* _DATA PROVIDED_
PR #206, opened 2023-04-25
added changes for position

juhiagl8:


src/main/java/org/sunbird/profile/service/UserBulkUploadService.java
```diff
@@ -209,6 +211,19 @@ private List<String> validateEmailContactAndDomain(UserRegistration userRegistra
...
+        if (StringUtils.isBlank(userRegistration.getPosition())) {
+            errList.add("Position is missing");
+        } else {
+            if (!userUtilityService.validatePosition(userRegistration.getPosition())) {
+                errList.add("Invalid Position");
+            }
+        }
+        if (!StringUtils.isBlank(userRegistration.getTag())) {
+            errList.add("Tag is missing");
+        }
```
karthik-tarento: Just be careful on using negation.

src/main/java/org/sunbird/common/util/Constants.java
```diff
@@ -666,7 +666,9 @@ public class Constants {
 	public static final String SUCCESSFUL_RECORDS_COUNT = "successfulRecordsCount";
 	public static final String FAILED_RECORDS_COUNT = "failedRecordsCount";
 	public static final String API_FILE_DOWNLOAD = "api.file.download";
-	private Constants() {
+    public static final String TAG = "tag";
+
+    private Constants() {
```
karthik-tarento: why the alignments are too bad?

karthik-tarento (changes requested):

PR #218, opened 2023-05-11
changes for empty fields

juhiagl8:


src/main/java/org/sunbird/profile/service/UserBulkUploadService.java
```diff
@@ -118,20 +118,37 @@ private void processBulkUpload(HashMap<String, String> inputDataMap) throws IOEx
                     rowIterator.next();
                 }
                 while (rowIterator.hasNext()) {
+                    StringBuffer str = new StringBuffer();
+                    List<String> errList = new ArrayList<>();
                     Row nextRow = rowIterator.next();
-                    if (StringUtils.isBlank(nextRow.getCell(0).getStringCellValue())) {
+                    if (totalRecordsCount > 0 && nextRow.getCell(0) == null) {
```
karthik-tarento: What if cell is not null but it has empty value ??

src/main/java/org/sunbird/profile/service/UserBulkUploadService.java
```diff
@@ -141,21 +158,30 @@ private void processBulkUpload(HashMap<String, String> inputDataMap) throws IOEx
...
                     }
                     totalRecordsCount++;
-                    if (errList.isEmpty()) {
-                        boolean isUserCreated = userUtilityService.createUser(userRegistration);
-                        if (isUserCreated) {
-                            noOfSuccessfulRecords++;
-                            statusCell.setCellValue(Constants.SUCCESS.toUpperCase());
-                            errorDetails.setCellValue("");
+                    if (!errList.isEmpty()) {
+                        str.append("Failed to Process the Uploaded File. Error Details - [").append(errList).append("]");
```
karthik-tarento: This is not the code I've expected. errList still contains "is missing" for each field. 
Just to make sure the error message is as follows:
Failed to process user record. Missing Parameters - [First Name, Last Name, Email, Phone]

src/main/java/org/sunbird/profile/service/UserBulkUploadService.java
```diff
@@ -141,21 +158,30 @@ private void processBulkUpload(HashMap<String, String> inputDataMap) throws IOEx
...
+                        failedRecordsCount++;
+                        statusCell.setCellValue(Constants.FAILED.toUpperCase());
```
karthik-tarento: Can we use different constant which has all upper case instead of calling toUpperCase

src/main/java/org/sunbird/profile/service/UserBulkUploadService.java
```diff
@@ -141,21 +158,30 @@ private void processBulkUpload(HashMap<String, String> inputDataMap) throws IOEx
...
+                        errorDetails.setCellValue(errList.toString());
```
karthik-tarento: use the str variable instead of errList

karthik-tarento (changes requested):

PR #222, opened 2023-05-16
changes for verified karmayogi badge

juhiagl8:


src/main/java/org/sunbird/common/util/CbExtServerProperties.java
```diff
@@ -1617,4 +1620,12 @@ public Integer getOrgSearchResponseDefaultLimit() {
...
 		this.orgSearchResponseDefaultLimit = orgSearchResponseDefaultLimit;
 	}
+
+	public String getLmsSystemSettingsVerifiedProfileFieldsPath() {
+		return verifiedProfileFieldsPath;
+	}
+
+	public void setLmsSystemSettingsVerifiedProfileFieldsPath(String verifiedProfileFieldsPath) {
+		this.verifiedProfileFieldsPath = verifiedProfileFieldsPath;
+	}
```
karthik-tarento: the getter setter method name must be driven from variable names

karthik-tarento (changes requested):

src/main/java/org/sunbird/profile/service/ProfileServiceImpl.java
```diff
@@ -177,11 +173,17 @@ public SBApiResponse profileUpdate(Map<String, Object> request, String userToken
 						getModifiedPersonalDetails(profileDetailsMap.get(changedObj), requestData);
 					}
 				}
+				log.info("Existing Profile Details : " + new Gson().toJson(existingProfileDetails));
+				String schema = getVerifiedProfileSchema();
+				if (validateJsonAgainstSchema(schema, new Gson().toJson(existingProfileDetails))) {
```
karthik-tarento: toJson -- is this throws error ?? if so, just pass the existingProfileDetails to the method and convert it to json inside a try catch in that method...

src/main/java/org/sunbird/profile/service/ProfileServiceImpl.java
```diff
@@ -305,6 +307,31 @@ public SBApiResponse profileUpdate(Map<String, Object> request, String userToken
 		return response;
 	}
 
+	public boolean validateJsonAgainstSchema(String jsonSchema, String jsonData) {
```
karthik-tarento: this method should have one try catch not three....

src/main/java/org/sunbird/profile/service/ProfileServiceImpl.java
```diff
@@ -136,6 +131,7 @@ public SBApiResponse profileUpdate(Map<String, Object> request, String userToken
 			}
 			Map<String, Object> responseMap = userUtilityService.getUsersReadData(userId, StringUtils.EMPTY,
 					StringUtils.EMPTY);
+			log.info("Reading Profile Details : " + responseMap.toString());
```
karthik-tarento: Remove this info log

src/main/java/org/sunbird/profile/service/ProfileServiceImpl.java
```diff
@@ -177,11 +173,17 @@ public SBApiResponse profileUpdate(Map<String, Object> request, String userToken
 						getModifiedPersonalDetails(profileDetailsMap.get(changedObj), requestData);
 					}
 				}
+				log.info("Existing Profile Details : " + new Gson().toJson(existingProfileDetails));
```
karthik-tarento: Remove this info logn

src/main/java/org/sunbird/profile/service/ProfileServiceImpl.java
```diff
@@ -177,11 +173,17 @@ public SBApiResponse profileUpdate(Map<String, Object> request, String userToken
...
+				String schema = getVerifiedProfileSchema();
```
karthik-tarento: schema is not useful in this method... it is required only inside valideJsonAgainstSchema... 
just call the getVerifiedProfileSchema inside that method and avoid passing the value...

karthik-tarento (changes requested):

karthik-tarento (approved):

PR #236, opened 2023-05-31
changes for invalid tags

juhiagl8:


src/main/java/org/sunbird/profile/service/UserBulkUploadService.java
```diff
@@ -212,7 +212,10 @@ private void processBulkUpload(HashMap<String, String> inputDataMap) throws IOEx
                         setErrorDetails(str, errList, statusCell, errorDetails);
                         failedRecordsCount++;
                     } else {
-                        invalidErrList = validateEmailContactAndDomain(userRegistration);
+                        List<String> err = validateEmailContactAndDomain(userRegistration);
```
karthik-tarento: No need to create err list object... 
just call --> invalidErrList.addAll(validateEmailContactAndDomain(userRegistration));

karthik-tarento (changes requested):

PR #257, opened 2023-06-27
Group changes 4.8.3

juhiagl8:


src/main/java/org/sunbird/profile/service/UserBulkUploadService.java
```diff
@@ -141,57 +141,61 @@ private void processBulkUpload(HashMap<String, String> inputDataMap) throws IOEx
...
                     }
                     if (nextRow.getCell(2) == null || nextRow.getCell(2).getCellType() == CellType.BLANK) {
                         errList.add("Phone");
                     } else {
                         if (nextRow.getCell(2).getCellType() == CellType.NUMERIC) {
                             phone = NumberToTextConverter.toText(nextRow.getCell(2).getNumericCellValue());
-                            userRegistration.setPhone(phone);
+                            userRegistration.setPhone(phone.trim());
+                        }
+                        else if (nextRow.getCell(2).getCellType() == CellType.STRING)
```
karthik-tarento: what if cellType is not numeric / String ??
need to throw error in that case - so that we know why it is failed...

src/main/java/org/sunbird/user/service/UserUtilityServiceImpl.java
```diff
@@ -636,6 +633,7 @@ public String updateBulkUploadUser(UserRegistration userRegistration) {
 			additionalProperties.put(Constants.EXTERNAL_SYSTEM, userRegistration.getExternalSystem());
 		}
 		profileDetails.put(Constants.ADDITIONAL_PROPERTIES, additionalProperties);
+		profileDetails.put(Constants.VERIFIED_KARMAYOGI, false);
```
karthik-tarento, line 636: is the mandatoryFieldsExists field added with false ??

karthik-tarento (changes requested):

karthik-tarento (approved):

PR #312, opened 2026-04-29
Fix FetchContent following 2a4715ff46a25048e06078ea20afc325d59f987a

### LINKED ISSUE #310: [Bug] Non-pkgconf install
Recent changes broke the FetchContent:
https://github.com/bobluppes/graaf/pull/306#issuecomment-4152423709

FredericSabot:
Fix FetchContent by only installing pkg-config files when graaflib is the top project.

Closes #310

### DIFF
--- a/CMakeLists.txt
+++ b/CMakeLists.txt
@@ -43,8 +43,10 @@ install(
     DIRECTORY "${PROJECT_SOURCE_DIR}/include/"
     DESTINATION ${CMAKE_INSTALL_INCLUDEDIR}
 )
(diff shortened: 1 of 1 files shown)


bobluppes (approved):
Thanks for this, and for flagging the overlap with #311 yourself! Verified locally (built + installed both #311 and #312 against a real FetchContent consumer project): #311 fixes the crash but the resulting graaf.pc mislabels the consumer's own install prefix as "graaf"; this approach avoids generating that incorrect metadata entirely, and `CMAKE_SOURCE_DIR STREQUAL PROJECT_SOURCE_DIR` is also the more portable choice given this repo's CMake 3.11 floor. Merging this one.

PR #386, opened 2026-09-09
fix: floyd_warshall_shortest_paths breaks after remove_vertex

### LINKED ISSUE #377: floyd_warshall_shortest_paths assumes contiguous vertex IDs, breaks after remove_vertex
## Summary

`floyd_warshall_shortest_paths` sizes its distance matrix by `vertex_count()` and indexes it directly with raw `vertex_id_t` values, assuming vertex IDs are contiguous `0..n-1`. The graph class does not guarantee this once any vertex has been removed.

## Location

[`include/graaflib/algorithm/shortest_path/floyd_warshall.tpp:15`](https://github.com/bobluppes/graaf/blob/main/include/graaflib/algorithm/shortest_path/floyd_warshall.tpp#L15)

## Details

Vertex IDs are assigned by an ever-increasing counter (`add_vertex` in `graph.tpp`), and `remove_vertex` does not compact or reassign remaining IDs. So `vertex_count()` (the *number* of vertices) and the *range* of valid vertex IDs can diverge as soon as a vertex is removed.

## Reproduction

1. Add 4 vertices (IDs `0`-`3`).
2. Remove vertex `1`.
3. `vertex_count() == 3`, so `n = 3` in `floyd_warshall_shortest_paths`, but surviving IDs are `{0, 2, 3}`.
4. The loop calls `graph.get_neighbors(1)` for a vertex that no longer exists → `adjacency_list_.at(1)` throws `std::out_of_range`.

* _ACTION ITEM_
For this listing, copy out every line that includes the word "graaflib".

* _ANSWER_
Fix FetchContent by only installing pkg-config files when graaflib is the top project.
[`include/graaflib/algorithm/shortest_path/floyd_warshall.tpp:15`](https://github.com/bobluppes/graaf/blob/main/include/graaflib/algorithm/shortest_path/floyd_warshall.tpp#L15)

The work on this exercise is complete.